In this study, we conduct two-dimensional hydraulic fracture (HF) simulations using Finite-Discrete Element Method (FDEM) in naturally fractured media with different matrix permeability and natural fracture density. Natural fractures (NFs) and fluid flow through the porous matrix and fractures are explicitly modeled in this framework through a fully coupled hydromechanical formulation. The stress redistribution due to the presence of discrete fracture network (DFN) and the complex pattern of HF propagation path due to HF/NF interactions are captured in these numerical simulations. For validation, the results of two-dimensional and hydromechanical FDEM simulations are compared to laboratory experiments and analytical solutions for hydraulic fracture initiation and propagation from a notch on a pressurized cavity in an impermeable and homogeneous medium under an anisotropic stress condition. Results of simulations reveal the significant role of NF pattern and permeability of the rock matrix on its response to HF stimulation. Hydraulic treatment of a medium with denser DFN activates more NFs and will more likely create flow channeling through some of the surrounding NFs. Size of the wet stimulated reservoir area depends on the permeability of the rock matrix, but the size of dry stimulated reservoir area is independent of the permeability.

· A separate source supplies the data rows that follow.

PR #1068, opened 2022-07-21
Ip address and mac address resilient truncation

fisehara:
truncate to resolve failing device state patch from older supervisors

Change-type: minor
Co-authored-by: Rose <rose.meyers@balena.io>
Co-authored-by: Christina Wang <christina@balena.io>

### DIFF
--- a/src/features/device-state/routes/state-patch-v2.ts
+++ b/src/features/device-state/routes/state-patch-v2.ts
@@ -19,6 +19,7 @@ import {
 	v2ValidPatchFields,
 	upsertImageInstall,
 	deleteOldImageInstalls,
+	truncateShortTextFields,
 } from '../state-patch-utils';
 import type { ResolveDeviceInfoCustomObject } from '../middleware';
 
@@ -268,6 +269,13 @@ export const statePatchV2: RequestHandler = async (req, res) => {
 
 				updateFns.push(async (resinApiTx) => {
 					if (Object.keys(deviceBody).length > 0) {
+						// truncate for resilient legacy compatible device state patch so that supervisors don't fail
+						// to update b/c of length violation of 255 (SBVR SHORT TEXT type) for ip and mac address.
+						// sbvr-types does not export SHORT TEXT VARCHAR length 255 to import.
+						deviceBody = truncateShortTextFields(deviceBody, [
+							'ip_address',
+							'mac_address',
+						]);
 						// If we're updating anyway then ensure the metrics data is included
 						deviceBody = { ...deviceBody, ...metricsBody };
 						await resinApiTx.patch({
--- a/src/features/device-state/state-patch-utils.ts
+++ b/src/features/device-state/state-patch-utils.ts
@@ -39,6 +39,46 @@ export const v2ValidPatchFields: Array<
 	'download_progress',
 ];
 
+const SHORT_TEXT_LENGTH = 255;
+const ADDRESS_DELIMITER = ' ';
+
+// Truncate text at delimiters to input length or less
+const truncateText = (
+	longText: string,
+	length: number = SHORT_TEXT_LENGTH,
+	delimiter: string = ADDRESS_DELIMITER,
+): string => {
+	return longText
+		.split(delimiter)
+		.reduce((text, fragment) => {
+			const textWithFragment = text + delimiter + fragment;
+			return textWithFragment.length <= length ? textWithFragment : text;
+		}, '')
+		.trim();
+};
+
+type ValidPatchFields = Array<
+	typeof v3ValidPatchFields[number] | typeof v2ValidPatchFields[number]
+>;
+
+export const truncateShortTextFields = (
+	object: Dictionary<any>,
+	keysToTruncate: ValidPatchFields,
+) => {
+	keysToTruncate.forEach((key) => {
+		if (
+			typeof object[key] !== 'string' ||
+			object[key].length <= SHORT_TEXT_LENGTH
+		) {
+			return;
+		}
+		if (['ip_address', 'mac_address'].includes(key)) {
+			object[key] = truncateText(object[key]);
+		}
+	});
+	return object;
+};
+
 export const metricsPatchFields = [
 	'memory_usage',
 	'memory_total',
--- a/src/features/device-state/routes/state-patch-v3.ts
+++ b/src/features/device-state/routes/state-patch-v3.ts
@@ -21,6 +21,7 @@ import {
 	deleteOldImageInstalls,
 	upsertImageInstall,
 	shouldUpdateMetrics,
+	truncateShortTextFields,
 } from '../state-patch-utils';
 
 const { BadRequestError, UnauthorizedError, InternalRequestError } = errors;
@@ -311,6 +312,13 @@ export const statePatchV3: RequestHandler = async (req, res) => {
 			}
 
 			if (Object.keys(deviceBody).length > 0) {
+				// truncate for resilient legacy compatible device state patch so that supervisors don't fail
+				// to update b/c of length violation of 255 (SBVR SHORT TEXT type) for ip and mac address.
+				// sbvr-types does not export SHORT TEXT VARCHAR length 255 to import.
+				deviceBody = truncateShortTextFields(deviceBody, [
+					'ip_address',
+					'mac_address',
+				]);
 				// If we're updating anyway then ensure the metrics data is included
 				deviceBody = { ...deviceBody, ...metricsBody };
 				updateFns.push(async (resinApiTx) => {
--- a/test/03_device-state.ts
+++ b/test/03_device-state.ts
@@ -481,6 +481,50 @@ mockery.registerMock('../src/lib/config', configMock);
 			);
 		});
 
+		it('should accept addresses longer than 255 chars and truncate at space delimiters', async () => {
+			const generateValidAddress = (
+				addr: string,
+				truncLen: number,
+				delimiter: string = '',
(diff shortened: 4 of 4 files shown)


src/features/device-state/routes/state-patch-v2.ts
```diff
@@ -268,6 +269,16 @@ export const statePatchV2: RequestHandler = async (req, res) => {
...
 				updateFns.push(async (resinApiTx) => {
 					if (Object.keys(deviceBody).length > 0) {
+						// truncate for resilient legacy compatible device state patch so that supervisors don't fail
+						// to update b/c of length violation of 255 (SBVR SHORT TEXT type) for ip and mac address.
+						// sbvr-types does not export SHORT TEXT VARCHAR length 255 to import.
+						if (deviceBody.ip_address) {
+							deviceBody.ip_address = deviceBody.ip_address?.slice(0, macIpAddressesTruncationLength);
+						}
+						if (deviceBody.mac_address) {
+							deviceBody.mac_address = deviceBody.mac_address?.slice(0, macIpAddressesTruncationLength);
```
cywang117, line 279: Instead of `macIpAddressesTruncationLength`, should slice at the last index of the space character smaller than the truncation length, to prevent partial mac/ip addresses from being stored

zoobot: could also split and join

src/features/device-state/routes/state-patch-v2.ts
```diff
@@ -268,6 +269,22 @@ export const statePatchV2: RequestHandler = async (req, res) => {
 
 				updateFns.push(async (resinApiTx) => {
 					if (Object.keys(deviceBody).length > 0) {
+						// truncate for resilient legacy compatible device state patch so that supervisors don't fail
+						// to update b/c of length violation of 255 (SBVR SHORT TEXT type) for ip and mac address.
+						// sbvr-types does not export SHORT TEXT VARCHAR length 255 to import.
+						if (deviceBody.ip_address) {
+							deviceBody.ip_address = deviceBody.ip_address?.slice(
```
thgreasi, line 276: since you are inside the `if`, I expect that the `?.` is not needed.
```suggestion
							deviceBody.ip_address = deviceBody.ip_address.slice(
```

src/features/device-state/state-patch-utils.ts
```diff
@@ -39,6 +39,8 @@ export const v2ValidPatchFields: Array<
 	'download_progress',
 ];
 
+export const macIpAddressesTruncationLength = 255;
```
thgreasi, line 42: How about exporting a function rather than the length?
It could also be doing a `['ip_address', 'mac_address'].forEach(...)`.
Or it could be made even more generic like `truncateShortTextFields<T extends object>(object: T, keys: Array<keyof T>)`, which could allow us to use it in more place (eg maybe for metrics).

cywang117: Made slightly more generic with https://github.com/balena-io/open-balena-api/commit/dd736ce43d85bc640f9b08a479ed783f0f56ed9d

src/features/device-state/routes/state-patch-v2.ts
cywang117: Updated logic to account for this with https://github.com/balena-io/open-balena-api/commit/dd736ce43d85bc640f9b08a479ed783f0f56ed9d

cywang117:
I'm not able to run `fasttest` locally and haven't been able to figure out why, so kindly requesting a re-review from @thgreasi @fisehara @zoobot. Thanks!

src/features/device-state/state-patch-utils.ts
```diff
@@ -39,6 +39,44 @@ export const v2ValidPatchFields: Array<
...
 
+const SHORT_TEXT_LENGTH = 255;
+const ADDRESS_DELIMITER = ' ';
+
+// Truncate space-delimited addresses at the space character to SHORT_TEXT_LENGTH
+const truncateIpMacAddresses = (address: string): string => {
+	return address
+		.split(ADDRESS_DELIMITER)
+		.reduce((addresses, addr) => {
+			return addresses.length + ADDRESS_DELIMITER.length + addr.length <
```
pranavpeshwe, line 50: Can we not use the full SHORT_TEXT_LENGTH here? IOW, why `<` and not `<=` ?

I'd worked on the support ticket that led to creation of this issue hence checking out the fix. Hope I'm not missing something obvious here.

fisehara: No specific reason to not use the full length of SHORT_TEXT_LENGTH

fisehara:
@cywang117 actually when the GH CI checks don't complain the fasttests shouldn't complain either. The tests are executed in the CI.

LGTM. Looks great, thanks for taking over.

src/features/device-state/state-patch-utils.ts
cywang117: If the current address string length is equal to (`<=`) SHORT_TEXT_LENGTH, it would add the next address in (`addresses + ADDRESS_DELIMITER + addr`), making the total length greater than 255. 

Also, if we do something like `return address.length < SHORT_TEXT_LENGTH ? addresses + DELIMITER + addr` (this is what I assume is meant by using the full SHORT_TEXT_LENGTH), it may be that `addresses + DELIMITER + addr` will be greater than 255 chars already. Thus we need to have the `addresses.length + ADDRESS_DELIMITER.length + addr.length` lookahead logic to make sure we never pass 255 chars.

Okay with you @pranavpeshwe @fisehara, or is there something I'm missing?

pranavpeshwe: @cywang117 Thanks for replying. I did not get the explanation, though.
What I meant to ask is, could it not have been ` return addresses.length + ADDRESS_DELIMITER.length + addr.length <= SHORT_TEXT_LENGTH  ? addresses + ADDRESS_DELIMITER + addr : addresses;` ?  Why are we limiting ourselves to only 254 characters out of the available 255 by using `<` instead of `<=` in the check?

cywang117: Ahh I see.. I think you're right and it should be `<=`. Changing it with the next force push

cywang117:
@zoobot Thanks for the review. I'll address your points individually:
- SHORT_TEXT_LENGTH --> TEXT_LENGTH: This was a conscious decision due to [Pine translating SBVR of Concept Type: Short Text into VARCHAR(255)](https://github.com/balena-io/open-balena-api/blob/16ac5bbe4797a1c5036181ba34bc1ab0a2d77254/src/balena.sbvr#L179). Might be better to keep it as-is to keep the association clear.

- shorterByOneWord: May not necessarily work as it only cuts off the last word, but with addresses we want to truncate the last N words such that the truncated text is shorter than 255 and no addresses are partial. However I do see your point about making the function more generic, and [here](https://github.com/balena-io/open-balena-api/pull/1068/files#diff-d9d7682a3f0225f18bf8ab8e8cc159fdb3df3bf481cc92e0ac3b17a6a8328ab4R46-R55) is my latest attempt in https://github.com/balena-io/open-balena-api/commit/262280c9859594d7c06ee19fe38d99f6a038fa96. I've removed the `.trim()` because it's not necessary given the logic in the ternary. Let me know if there are any questions & we can continue discussing.

cywang117:
@zoobot I see, thanks for clarifying! I definitely did not read the full function, and just read the function name 😅

cywang117:
@balena-ci rebase

cywang117:
@balena-ci I self-certify!

cywang117:
It looks like I don't have write access to the repo. Could someone with write access approve please?

fisehara:
@cywang117 sure :)
@balena-ci I self-certify!

fisehara:
@balena-ci I self-certify!

cywang117:
Thanks @fisehara !

src/features/device-state/state-patch-utils.ts
```diff
@@ -39,6 +39,46 @@ export const v2ValidPatchFields: Array<
...
+	keysToTruncate.forEach((key) => {
+		if (
+			typeof object[key] !== 'string' ||
+			object[key].length <= SHORT_TEXT_LENGTH
+		) {
+			return;
+		}
+		if (['ip_address', 'mac_address'].includes(key)) {
+			object[key] = truncateText(object[key]);
+		}
```
thgreasi, line 77: @fisehara @cywang117 I guess there is no need to have both the `keysToTruncate` & the `['ip_address', 'mac_address']` here, right?
B/c it look like an unnecessary safeguard on whether the invoker used shorttext props or not.
Given how the source looks today, maybe we could just do:
```suggestion
const default_short_text_fields_to_trancate = ['ip_address', 'mac_address'];
export const truncateShortTextFields = (
	object: Dictionary<any>,
	keysToTruncate: ValidPatchFields = default_short_text_fields_to_trancate,
) => {
	for (const key of keysToTruncate) {
		if (
			typeof object[key] !== 'string' ||
			object[key].length <= SHORT_TEXT_LENGTH
		) {
			return;
		}
		object[key] = truncateText(object[key]);
```
so that this array doesn't have to get repeated 3 times and we have a single definition. Less GC as well :)
WRT the `for...of`, Page recently replaced tons of `.forEach` b/c it's slightly faster, so let's do it here as well for consistency.

cywang117: See https://github.com/balena-io/open-balena-api/pull/1085 for the application of the changes suggested here.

Hydraulic fracturing technology has brought us a lot of economic and societal benefits because it makes the extraction of oil, gas, and heat from low permeability rocks possible. However, the accurate design of efficient well treatment operations to create sustainable stimulated reservoir volume (SRV) is not possible yet. Commonly used simplified models (linear elastic fracture mechanics integrated with lubrication theory) cannot predict the behavior of natural reservoirs because those models are developed for linear, elastic, homogeneous, isotropic intact rocks filled with Newtonian fluids. Natural rocks are Discontinuous, Inhomogeneous, Anisotropic, and Non-Elastic (DIANE) materials (Harrison and Hudson, 2000). In addition, they are porous and permeable, thus a complex set of poro-mechanical properties influence their behavior. Hydraulic fracturing, therefore, involves multiple interacting phases (rock blocks, granular materials, and fluids), and the behavior vary drastically depending on the involved scales, in-situ state of stress, host fluid properties, treatment parameters (e.g., viscosity and flow rate), poromechanical properties of the rock matrix, morphology, size, spacing, pattern, mineralization of the natural fractures (NF), and their relative orientation with respect to the wellbore and present-day principal stresses (Blanton, 1982; Warpinski and Teufel, 1987; Gale, et al., 2014; Raterman, et al., 2018; Daneshy, 2019).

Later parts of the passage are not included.